▶ _MATERIAL TO PROCESS_
PR #1071, opened 2017-09-13
client: fix retrieving certs from HTTP

stlaz:
We're applying bytes regex on the result of a command but were
using decoded stdout instead of raw.


flo-renaud:
Hi @stlaz 
Thank you for the patch, works as expected!

stlaz:
master:

* c4505f080479068db41c1a6ed99945b973cb0134 client: fix retrieving certs from HTTP

PR #1075, opened 2017-09-13
[backport][ipa-4-5] Fixing how sssd.conf is updated when promoting a client to replica

felipevolpone:
When promoting a client to a replica we have to change sssd.conf,
deleting _srv_ part from 'ipa_server' property and setting 'ipa_server_mode' to true.

Previously, the wrong domain could be updated since the ipa_domain variable was not being used properly.

https://pagure.io/freeipa/issue/7127


stlaz:
ACKing based on previous ACK.

stlaz:
ipa-4-5:

* 79570804b0ffaae14b5db11b2d6e45dceff51aba Fixing how sssd.conf is updated when promoting a client to replica

PR #1076, opened 2017-09-13
[backport][ipa-4-5] Changing idoverrideuser-* to treat objectClass case insensitively

felipevolpone:
This is import to avoid problems when migrating from olders
versions of IPA and using idoverrideuser-* commands.

https://pagure.io/freeipa/issue/7074


stlaz:
ACKing based on previous ACK.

▶ _WHAT YOU WILL DO_
What is needed here is every record above, repeated exactly.

▶ _RESPONSE TO THIS EXERCISE_
PR #1071, opened 2017-09-13
client: fix retrieving certs from HTTP

stlaz:
We're applying bytes regex on the result of a command but were
using decoded stdout instead of raw.


flo-renaud:
Hi @stlaz 
Thank you for the patch, works as expected!

stlaz:
master:

* c4505f080479068db41c1a6ed99945b973cb0134 client: fix retrieving certs from HTTP

PR #1075, opened 2017-09-13
[backport][ipa-4-5] Fixing how sssd.conf is updated when promoting a client to replica

felipevolpone:
When promoting a client to a replica we have to change sssd.conf,
deleting _srv_ part from 'ipa_server' property and setting 'ipa_server_mode' to true.

Previously, the wrong domain could be updated since the ipa_domain variable was not being used properly.

https://pagure.io/freeipa/issue/7127


stlaz:
ACKing based on previous ACK.

stlaz:
ipa-4-5:

* 79570804b0ffaae14b5db11b2d6e45dceff51aba Fixing how sssd.conf is updated when promoting a client to replica

PR #1076, opened 2017-09-13
[backport][ipa-4-5] Changing idoverrideuser-* to treat objectClass case insensitively

felipevolpone:
This is import to avoid problems when migrating from olders
versions of IPA and using idoverrideuser-* commands.

https://pagure.io/freeipa/issue/7074


stlaz:
ACKing based on previous ACK.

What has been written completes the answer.